Dave Chant

14 Learns from a Smartphone Detox

by Dave Chant
103 views
phones broken and nailed to a fence with the sign "please destroy cell phones before entering"
Spread the love

From September to October 2019, I decided to go on a Smartphone detox. It was a much simpler and relaxed month, in between work and focusing on my wellbeing. 

These are my top 14 learns from a smartphone detox, from life off the “technological highway”.

1. You Are Not the Centre Of Attention

a crowd of people all dressed in yellow tshirts and black pants

You may be in there somewhere, but it's not all about you.

I’m sorry to say it – you are not as important as you think. Unfortunately, whether you accomplish great things in your life or just have an enjoyable life surrounded by close friends and family, you will be forgotten by many of the people you’ve interacted with in life. 

That’s the harsh and honest truth.

But phones make the world revolve around us. My phone, my notifications, my facebook page, my Instagram.

“Oh look, I’ve got 52 likes for that Facebook Post – I must be special!”

Phones put us in a bubble that’s all about feeding our ego, our own narcissism. It’s where the world comes to us, and nowhere else. People say that dogs are a man’s best friend, but I actually think it’s your iPhone 11. They don’t shit on the carpet; they just tell you how wonderful you are at all times.

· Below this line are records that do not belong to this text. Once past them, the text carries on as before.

PR #4681, opened 2023-06-07
[DOC] adds a banner for non-latest branches in read-the-docs

### LINKED ISSUE #4677: [DOC] change default documentation version from `latest` (`main` branch) to `stable` (latest tag) in read-the-docs configuration
Currently the [documentation website](https://www.sktime.net) defaults to `latest`, i.e. the `main` branch. So, it is possible that it shows some estimators or arguments which are not yet released and won't be available for the general users who download from `PyPI` or `conda-forge`.

Read-the docs allow to change the default version, and it can be considered to switch to `stable` to refer to [latest semantic version](https://docs.readthedocs.io/en/stable/versions.html). This is likely to be what's used by most of the direct users of `sktime` (i.e. not through another framework whose dependency is `sktime`).

To make the change, the read-the-docs owner can log in, go to `Admin`, go to `Advanced Settings`, change `Default version` and save the changes. It's likely to trigger a new build and then will be in effect once it's complete.

yarnabrina:
Closes #4677 

Adds a new dependency `sphinx-version-warning` as part of `docs` optional dependency. The changes in this PR follows `elyra` example almost unchanged, though `ray`, `marshmallow`, etc. also seem to have same format.

### DIFF
--- a/docs/source/conf.py
+++ b/docs/source/conf.py
@@ -49,6 +49,7 @@ extensions = [
     "myst_parser",
     "sphinx_design",
     "sphinx_issues",
+    "versionwarning.extension",
 ]
 
 # Recommended by sphinx_design when using the MyST Parser
@@ -435,3 +436,15 @@ intersphinx_mapping = {
 
 # -- Options for _todo extension ----------------------------------------------
 todo_include_todos = False
+
+# sphinx-version-warning config
+versionwarning_messages = {
+    "latest": (
+        "This document is for the development version. "
+        'For the stable version documentation, see <a href="/en/stable/">here</a>.'
+    )
+}
+
+# Show warning at top of page
+versionwarning_body_selector = "div.document"
+versionwarning_banner_title = ""
--- a/pyproject.toml
+++ b/pyproject.toml
@@ -128,6 +128,7 @@ docs = [
     "sphinx_issues==1.2.0",
     "sphinx-gallery==0.6.0",
     "sphinx-design==0.3.0",
+    "sphinx-version-warning",
     "sphinx==4.1.1",
     "tabulate",
 ]


yarnabrina:
@fkiraly The documentation corresponding to this PR will not show the banner, as by configuration the banner will be shown only against `latest` tag, which corresponds to default branch, i.e. `main` for `sktime`. For the same reason, I'm unable to test locally as this feature seems to be specific to read the docs hosting.

Requesting to consider merging it to see if it works there, if not we can revert.

fkiraly (approved):
Sure - let's try and consider demerge/revert

yarnabrina:
@humitos will it be possible for you to please take a look at this PR?

I want to show a banner informing users that by default they are in latest instead of stable. I tried to apply the similar configuration as I saw in other repos, but it didn't work. Can you please suggest how to resolve this?

humitos:
Hi @yarnabrina. I seems the banner is not being injected because the default CSS selector is not found in the page. You can try using the config `versionwarning_body_selector` to define the correct one: https://sphinx-version-warning.readthedocs.io/en/latest/configuration.html#confval-versionwarning_body_selector. You can start trying with `.bd-article` for example.

yarnabrina:
Hi @humitos, thanks for the response. I tried changing `div.document` to `div.bd-article` locally (after setting `versionwarning_project_version = "latest"`), but unfortunately couldn't see any banner.

I can not tell if it's because `sphinx-version-warning` works only on Read the Docs environment, or needs a specific Sphinx version (we have a pin on `4.1.1`, but in the process of removing it), or etc. Given I'm not a CSS expert (almost zero knowledge), I guess it may take quite a few trial and error to find the suitable selector and will be easier if I could test locally. Can you please suggest some ways to identify what to use and how to check the functionality locally?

By not having a smartphone, you get taken out of that bubble. It allows you to see the world, metaphorically and literally. Metaphorically, not only will you not have the ego boost from your phone. But you will literally have to look and observe the world, because you won’t be able to retreat into your phone. 

You will see people, you will talk to people, you will interact with people.

And you will realise there are 6 billion people on this planet and you are only 1 of them. It’s an equally liberating and terrifying realisation.

2. You Can Actually Live Without A Phone

phones broken and nailed to a fence with the sign "please destroy cell phones before entering"

There is a simpler life through the gate

When the conversation turns to phones, you’ll hear this time after time from friends and family– “I can’t live without my phone”. 

Guess what? Fifty years ago we all lived without our phones.

Okay, we did have a phone. In our house. A rotary phone. 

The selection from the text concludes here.